I am looking for action items. Eddy Cruze you were not there to form an opinion.


----------



## Dyver (Jul 17, 2013)

Contacted Customer Care the other day via this forum. Have heard SQUAT from them. Typical GM.


----------



## Eddy Cruze (Jan 10, 2014)

Dyver said:


> I am looking for action items. Eddy Cruze you were not there to form an opinion.


I have formed an opinion


Dyver said:


> Contacted Customer Care the other day via this forum. Have heard SQUAT from them. Typical GM.


Typical GM eh?


----------



## Robby (Mar 1, 2013)

Per the OP's first post......I authorized the work......I did tell them I want to see removed/replaced parts.

OK......the writer failed to alert the tech. that the customer wants hoses returned......however, THAT'S when you should have pursued the issue with higher management. 

My response: What makes you think a mechanic is going to dumpster dive for parts he/she was not told to save?
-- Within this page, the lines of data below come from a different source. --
PR #10290, opened 2026-02-12
chore: variable fetch state machine

AshwinBhatkal:
### 📄 Summary
- Introduces a variable fetch state machine and supporting infrastructure to orchestrate dashboard variable fetching with correct dependency ordering.
- Currently, dashboard variables fetch in an order that blocks most of the elements on the UI. Whether it be other dependent variables, or it be panels
- Previously extracted shared utilities for variable reference detection are used here.
- Adds derived state (`variableTypes`, `dynamicVariableOrder`) to `dashboardVariablesStore`, and introduces a `getVariableDependencyContext` helper

---

### ✅ Change Type
_Select all that apply_

- [ ] ✨ Feature
- [ ] 🐛 Bug fix
- [x] ♻️ Refactor
- [ ] 🛠️ Infra / Tooling
- [x] 🧪 Test-only

---

---

- Tests added/updated: Yes
- Manual verification:
  - Dashboard variable dropdowns load in correct dependency order
  - Changing a parent variable cascades refetch to child variables
  - Dynamic variables with `allSelected=true` are treated as having a value
- Edge cases covered:
  - Chain dependencies (a → b → c): direct children start, deeper descendants wait
  - Parent failure cascades: descendants set to idle, dynamic variables still unlock
  - Mixed variable types: non-QUERY parents don't block, non-QUERY descendants aren't touched
  - Revalidating vs loading: variables with prior fetch data get `revalidating` state
  - Stale variable cleanup on re-initialization

---

- Blast radius: Dashboard variable fetching behavior
- Potential regressions: None expected — this PR adds the state machine infrastructure without changing existing fetch call sites.
- Rollback plan: Revert the commits. No migration or persisted state changes involved.

---

### 📋 Checklist
- [x] Manually tested

---

## 👀 Notes for Reviewers

- The `variableFetchStore` and `dashboardVariablesStore` are intentionally separate stores to avoid circular dependencies. The `getVariableDependencyContext()` function bridges them by reading a snapshot from `dashboardVariablesStore` and passing it as plain data to `variableFetchStore` actions.
- The `useVariableFetchState` hook is included but not yet consumed by any component — it will be wired up in a follow-up PR.
- `enqueueFetchOfAllVariables` handles two classes of variables differently: query variables respect their parent dependency graph, while dynamic variables gate on whether all variables already have `selectedValue` persisted (from localStorage/URL).


frontend/src/hooks/dashboard/utils.ts
```diff
@@ -132,7 +140,12 @@ export const createDynamicVariableToWidgetsMap = (
 						dynamicVariables.forEach((variable) => {
 							if (
 								variable.dynamicVariablesAttribute &&
-								queryData.filter?.expression?.includes(`$${variable.name}`) &&
+								variable.name &&
+								queryData.filter?.expression &&
+								textContainsVariableReference(
```
AshwinBhatkal, line 145: @ahrefabhi can you confirm if using this function is safe here? This includes check looked minimal

AshwinBhatkal: If you look at frontend/src/lib/dashboardVariables/variableReference.ts in the if condition, it has a lot more ways to identify the regex

ahrefabhi: @SagarRajput-7 can you see this? I'm not sure in what other way variable can be inside filter expression apart from $variable

SagarRajput-7: @ahrefabhi - currently is our codebase we support 4 types - 
*   {{.variableName}}  — dot prefix, optional whitespace
 *   {{variableName}}   — no dot, optional whitespace
 *   $variableName      — dollar prefix, word-boundary terminated
 *   [[variableName]]   — square brackets, optional whitespace
 
 but last i know we wanted to deprecate and hence oru documentation also shows only `$` but since as per the codebase this implementation of using `textContainsVariableReference` is cover these cases and is good.
 
 Refer - https://signoz.io/docs/userguide/manage-variables/

ahrefabhi (approved):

This will only happen if the request is made by shop management, not a writer.
So, you should've seen the manager, same as you would if there was a problem at any other retail establishment......you didn't.
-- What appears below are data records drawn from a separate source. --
PR #10291, opened 2026-02-12
chore: replace prop drilling with fetch store

AshwinBhatkal:
### 📄 Summary
- Dashboard variable fetching was previously coordinated via prop drilling (`variablesToGetUpdated`, `setVariablesToGetUpdated`, `dependencyData`) through `DashboardVariableSelection → VariableItem → QueryVariableInput / DynamicVariableInput`. This made the data flow hard to trace and tightly coupled component rendering to fetch orchestration.

- This PR replaces that with a centralized `variableFetchStore` that manages the fetch lifecycle as a state machine (`idle → loading/revalidating → complete/error`, with `waiting` for dependency-blocked variables). Components now read their fetch state via `useVariableFetchState` hook instead of receiving it as props.

- Additionally, inline logic from `DynamicVariableInput` and `QueryVariableInput` was extracted into typed utility functions (`mergeUniqueStrings`, `buildExistingDynamicVariableQuery`, `settleVariableFetch`, `extractErrorMessage`), and variable-reference regex was replaced with the shared `textContainsVariableReference` utility from the previous PRs. 

- AbortController `signal` is now passed through to API calls for automatic cancellation of stale requests.

---

### ✅ Change Type
_Select all that apply_

- [ ] ✨ Feature
- [ ] 🐛 Bug fix
- [x] ♻️ Refactor
- [ ] 🛠️ Infra / Tooling
- [x] 🧪 Test-only

---

- Tests added/updated: Yes
- Manual verification: Dashboard variable dropdowns load, cascade on value change, show "waiting" state for dependent variables
- Edge cases covered: ALL selected filtering, empty/null selectedValues, numeric vs string formatting, single-quote escaping, mixed type IN clauses

---

- Blast radius: Dashboard variable selection - fetch timing and cascading behavior
- Potential regressions: Variables not fetching, fetching in wrong order, stale data from cancelled requests not being properly handled.
- Rollback plan: Revert the commit

---

### 📋 Checklist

You were not 'Ripped Off'......the dealer repaired your car per your instructions, alerted you to needed additional parts to complete the repair, which you admit you authorized.

'Ripped off' indicates you believe the parts were not installed yet you were charged for same........burden of proof is at your shoes, not the dealers the moment you walked out the door.

Yep, the dealer could have done better.......you could have too.......but stop with the 'Ripped Off' unless you can prove it.

The car is repaired.....the warranty parts were covered.......and I agree with you......I hate it when someone tries to upsell me on stuff not related to why I am at a establishment.

On the other side of the coin, some folks would be annoyed if the dealer failed to alert them to necessary services.......

But, you IMO, were not 'Ripped Off'.

Rob


----------